Wednesday, June 6, 2007

1.3 Billion Neighbors

"Sometimes I think, 'If I die, I won't have to see my children suffering as they are.' Sometimes I even think of killing myself. So often I see them crying, hungry; and there I am, without a cent to buy them some bread. I think, ' My God, I can't face it! I'll end my life. I don't want to look any more!" -- Iracema da Silva, resident of a slum in Brazil (excerpt from Rich Christians in an Age of Hunger)

As a new mom, I am overwhelmed with these words above. I hurt for my baby when he only cries for 5 minutes and I have plenty of milk to feed him.

The picture above is of a few of our 1.3 billion neighbors who live in desparate poverty, similiar to Iracema da Silva. And, you may not guess it, but at the bottom of the picture is their meal for the day that they are very proud to have and eager to share. What does your lunch look like? I am sure it is more than this and you will not only have lunch today but probably three meals and even some snacks in between. I am struggling with how to deal with the fact that thirty-four thousand children die every day of hunger and preventable diseases.
Here are a few ways that I think might in some small way help our neighbors:
1. Eat less meat, maybe even become vegetarian. (Meat not only is a luxury to the rest of the world, but also it takes more land to raise cattle than to grown grains and feed grain to the cattle that could feed people.)
2. Support a non-profit organization that helps those living in desparate poverty. (David and I support Made in the Streets, who are going to begin a new program that supports young, single moms who live on the streets in Kenya.)
3. Find a local event that supports our "neighbors." David and I plan to participate in Ellie's Run for Africa.This event is on June 23rd.
Do you have any ideas of how we can live differently to help our neighbors living in poverty?


Carrie, The Modern Housewife said...

These are all great ideas. I'll soon be blogging about 2 fundraisers that I hope will be successful this year.

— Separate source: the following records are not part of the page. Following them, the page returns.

PR #858, opened 2019-07-02
config: guard CRYPTOPP_SSE2_INTRIN_AVAILABLE with CRYPTOPP_DISABLE_SSE2

alonbl:
Build fails for CPU that does not support SSE2 and while CRYPTOPP_DISABLE_SSE2 is defined.


noloader:
Thank you very much.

And on the subject of food for saving the planet.. How about More PB&Js? Learn more about the little PBJ that Could...

Sarah said...

I am not sure that I made it clear in the blog but the 1.3 billion neighbors refers to those who live on less than a dollar a day. However, we should not forget the other two million that live on less than two dollars a day! So maybe I should have said our 3 million neighbors!

david said...

Our grass is getting really brown from the lack of rain. Nonetheless, I can't bring myself to water the lawn. After realizing that the average African household uses/has 5 gallons of water per day and the average American household uses/has 100 gallons of water per day and 1.1 billion people do not have access to safe, clean water, I have trouble using water to make our lawn look nice. I'm sure our neighbors wish we would be more American.

Sherisse said...

Our grass is dying as well for the same reason. We have also decided to stop buying bottled water. Any ideas for where we could send our "bottled water" money?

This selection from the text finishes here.